Data for review:
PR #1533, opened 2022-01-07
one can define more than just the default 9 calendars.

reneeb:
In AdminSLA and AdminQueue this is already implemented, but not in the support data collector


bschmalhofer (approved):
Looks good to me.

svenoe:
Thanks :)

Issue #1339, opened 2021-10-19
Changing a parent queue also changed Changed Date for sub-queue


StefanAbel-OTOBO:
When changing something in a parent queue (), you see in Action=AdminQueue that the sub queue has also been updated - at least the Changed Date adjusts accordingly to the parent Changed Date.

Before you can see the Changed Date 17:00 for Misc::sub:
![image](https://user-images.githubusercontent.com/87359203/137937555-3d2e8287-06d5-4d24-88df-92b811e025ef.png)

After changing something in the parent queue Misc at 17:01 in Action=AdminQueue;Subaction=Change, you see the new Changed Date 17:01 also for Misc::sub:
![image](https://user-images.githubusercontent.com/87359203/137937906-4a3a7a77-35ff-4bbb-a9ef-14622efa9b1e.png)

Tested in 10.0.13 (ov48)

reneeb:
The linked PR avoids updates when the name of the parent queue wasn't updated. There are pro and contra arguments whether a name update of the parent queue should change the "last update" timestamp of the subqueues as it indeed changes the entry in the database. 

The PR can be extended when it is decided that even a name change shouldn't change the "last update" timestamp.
==
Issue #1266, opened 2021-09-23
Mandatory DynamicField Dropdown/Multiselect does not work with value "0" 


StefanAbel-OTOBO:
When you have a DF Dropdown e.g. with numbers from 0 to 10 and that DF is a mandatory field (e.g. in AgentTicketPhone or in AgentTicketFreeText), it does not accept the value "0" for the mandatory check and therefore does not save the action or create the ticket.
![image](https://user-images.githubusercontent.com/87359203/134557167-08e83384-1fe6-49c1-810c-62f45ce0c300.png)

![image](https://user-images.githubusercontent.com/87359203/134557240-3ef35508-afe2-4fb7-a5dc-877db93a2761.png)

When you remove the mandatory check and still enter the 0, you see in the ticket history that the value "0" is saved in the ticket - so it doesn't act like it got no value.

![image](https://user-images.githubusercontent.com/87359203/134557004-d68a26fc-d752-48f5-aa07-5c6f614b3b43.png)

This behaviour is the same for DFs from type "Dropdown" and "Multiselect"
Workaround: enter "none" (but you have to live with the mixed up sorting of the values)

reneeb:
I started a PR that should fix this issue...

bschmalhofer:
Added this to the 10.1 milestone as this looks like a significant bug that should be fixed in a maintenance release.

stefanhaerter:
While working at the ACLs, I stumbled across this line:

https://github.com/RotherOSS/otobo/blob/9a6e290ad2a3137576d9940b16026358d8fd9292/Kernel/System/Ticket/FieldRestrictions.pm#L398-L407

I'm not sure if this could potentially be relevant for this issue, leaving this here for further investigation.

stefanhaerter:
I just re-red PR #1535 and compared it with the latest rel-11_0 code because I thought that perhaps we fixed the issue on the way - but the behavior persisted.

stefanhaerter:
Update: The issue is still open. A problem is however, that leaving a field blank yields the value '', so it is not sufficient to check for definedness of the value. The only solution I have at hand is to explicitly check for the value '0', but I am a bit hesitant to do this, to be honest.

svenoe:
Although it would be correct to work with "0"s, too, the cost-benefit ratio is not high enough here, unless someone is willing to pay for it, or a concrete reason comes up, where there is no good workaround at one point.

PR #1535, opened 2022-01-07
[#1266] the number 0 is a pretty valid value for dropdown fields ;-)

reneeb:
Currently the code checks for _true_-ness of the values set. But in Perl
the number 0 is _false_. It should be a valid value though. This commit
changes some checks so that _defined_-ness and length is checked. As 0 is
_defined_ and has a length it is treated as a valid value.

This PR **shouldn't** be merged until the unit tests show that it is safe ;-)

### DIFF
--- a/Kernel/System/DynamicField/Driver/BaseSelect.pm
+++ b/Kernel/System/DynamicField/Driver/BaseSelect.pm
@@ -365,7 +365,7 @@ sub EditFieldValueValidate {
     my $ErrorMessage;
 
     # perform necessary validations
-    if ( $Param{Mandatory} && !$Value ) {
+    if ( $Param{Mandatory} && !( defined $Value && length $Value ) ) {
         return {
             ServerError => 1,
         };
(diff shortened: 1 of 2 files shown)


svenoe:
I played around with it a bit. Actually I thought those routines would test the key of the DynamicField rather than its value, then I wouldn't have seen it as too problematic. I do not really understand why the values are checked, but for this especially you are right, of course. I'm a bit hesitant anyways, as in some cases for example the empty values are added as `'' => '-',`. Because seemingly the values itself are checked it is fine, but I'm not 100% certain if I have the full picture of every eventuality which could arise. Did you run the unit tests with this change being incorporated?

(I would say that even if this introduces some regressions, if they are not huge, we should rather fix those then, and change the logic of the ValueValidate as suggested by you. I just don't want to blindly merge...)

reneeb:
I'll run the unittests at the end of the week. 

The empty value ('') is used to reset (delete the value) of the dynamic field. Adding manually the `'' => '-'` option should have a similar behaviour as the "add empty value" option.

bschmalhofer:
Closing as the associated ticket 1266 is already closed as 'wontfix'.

How to complete this task: Each line in the entries above that includes the string "behaviour" should be extracted.

Exercise answer:
This behaviour is the same for DFs from type "Dropdown" and "Multiselect"
The empty value ('') is used to reset (delete the value) of the dynamic field. Adding manually the `'' => '-'` option should have a similar behaviour as the "add empty value" option.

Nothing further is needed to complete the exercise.